WBBZ Radio, a touring radio station from Indianapolis on the Redpath Chautauqua Circuit, began broadcasting from the stage of the brand new Poncan Theatre. The first "talkie" movie was produced – The Jazz Singer, starring Al Jolson.
Chris and Kitty Williams gave birth to triplets, Clarence Northcutt (named for the doctor who delivered the babies), Donald Worthington, and Davis Christopher, better known as Doc, Don and Chris. They were the first triplets born in Ponca City.
On Oct. 21, Colonel Joe Miller of the 101 Ranch was killed by carbon monoxide gas in the garage of his newly completed ranch home.
The Ponca City News headline on Dec. 11 read: "Marland Educational Plant to be Started Near Here at Once." The first unit of a school and recreation plant was getting under way on a site near the Rock Cliff Country Club.
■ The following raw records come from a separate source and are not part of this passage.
PR #492, opened 2017-08-07
XEP-0359: clarifications and removed 'overwrite' wording

iNPUTmice:
This commit changes some of the wording to clarify that the by attribute
for messages tagged by the server should be either the account jid or
the room jid (as opposed to the server jid for example)

To further clarify this the examples (including the disco example) were
all changed to have the same jid/by-attribute. (A room in that example)

The business rules had some wording that an entity would overwrite the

Marland Refining Company occupied spacious offices on the 17th floor of 50 Broadway, New York City. The New York District of Marland Oil now had a retail department that maintained 48 service stations in New Jersey.
Lew Wentz purchased the first Model A Ford to be sold in Oklahoma.
The stone entrance to Pioneer Park, at the north end of the Historic Gateway District on Sixth Street was built as a memorial to Charles H. Ruby, Pioneer Gas Prospector, 1843-1921 – First Gas Found in 1905."
Lew Wentz received permission from the commissioners to show free movies at the City Auditorium.
Fairfax Mayor Dale Beaver had the winning turtle in the 101 Ranch Terrapin Derby. He purchased his own drug store with the $3780 winnings.